原本他想著自己經曆了這麼多副本,變得這麼強,在一些玩家圈子中都有些名氣,對於李海夏的“死而複生”並不畏懼。
死了又怎樣?變成紙人又如何?
當他掙紮過猶豫過,最後還是選擇用親妹妹的命來換自己的未來時,他就已經不會被這件小事困擾,更不會因為對方的再次複生出現在麵前而愧疚。

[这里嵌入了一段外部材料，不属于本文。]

Issue #595, opened 2019-03-08
Add support for multiple YARN masters


kevin-bates:
When YARN is configured for HA, it requires that multiple masters be specified.  As a result, admins of EG should be able to specify multiple masters or none at all (in which case, the yarn-api-client library uses local Hadoop config files).

Currently EG requires a yarn_endpoint be configured `--EnterpriseGatewayApp.yarn_endpoint=http://hostname:port/ws/v1/cluster`, yet, now that the underlying library has been enhanced, EG only uses the hostname from that value.  Instead, we should add a configuration option of `--EnterpriseGatewayApp.yarn_masters` which is a _list-valued_ property, whose default value is the empty list.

可李海報怎麼也沒想到,對於曾經那個天真優柔寡斷的女人竟然已經過去了兩百年!
“是的,兩百年前。”阿夏說,“李海報,我已經作為紙人兩百多年了。”
“二十多年的人類經曆相比這兩百年的多姿多彩來說屬實是有些不夠看,我甚至都快忘記原來我最初的執念是讓你經曆和我一樣的事情了。”
“現在殺你,隻是讓我這一生更加圓滿而已。”
“真可惜啊,李海報。如果是之前,我想殺你就像你當初把我推出去一樣那般輕易。”
“幸好,幸好那人給了這個機會,得以在我本體都泯滅的時候,這絲殘魂能夠去完成兩百年前的執念!”
阿夏的僵硬的聲音剛落,小鎮上原本來來往往的路人驟然看向李海報,頭直接扭轉了一百八十度。
脖子以下還是鮮活的軀體,脖子以上卻完全變成了紙人的模樣。
畫上去的五官,鮮豔的色彩,似笑非笑充滿惡意的眼睛,詭異十足。
“李海報,你這麼想變強,這麼在乎自己實力,那就變得和我一樣吧。”
“紙人不需要感情,你也不需要感情,紙人隻需要執念,你也隻需要踩在他人頭上的欲望。”
“紙人不需要睡覺,受傷了換張皮換塊骨就好,你看,多適合你。”
“你沒心沒肺,沒臉沒皮,你瞧,你和紙人多像。”
她每說一句話,那些紙人就距離李海報越近,鮮活的身軀也變得越僵硬。
甚至到了最後,那些形形色色、有男有女、有老有少的身軀上都頂著一顆粗糙的紙人頭。
再一眨眼,好像是無數個阿夏在笑著看他,在期待著他的死局。
李海報終於感受到恐懼了,切切實實的恐懼。
不是對完全變成鬼怪的阿夏的恐懼,而是對死亡的恐懼。
他絕不,絕不會死在這樣一個小小的現實副本裡!
什麼隱藏實力,什麼副作用他也不在乎了。
隻見絲狀的黑色霧氣從李海報的每個毛孔中溢出來,然後彙聚在頭頂。
明明是氣體,但當它們凝聚在一起的時候卻給人一種粘稠的滑膩的感覺。
他怒吼道:“李海夏,你活著的時候死在我的手裡,死後都隻剩下一縷殘魂了也一樣翻不出什麼風浪!”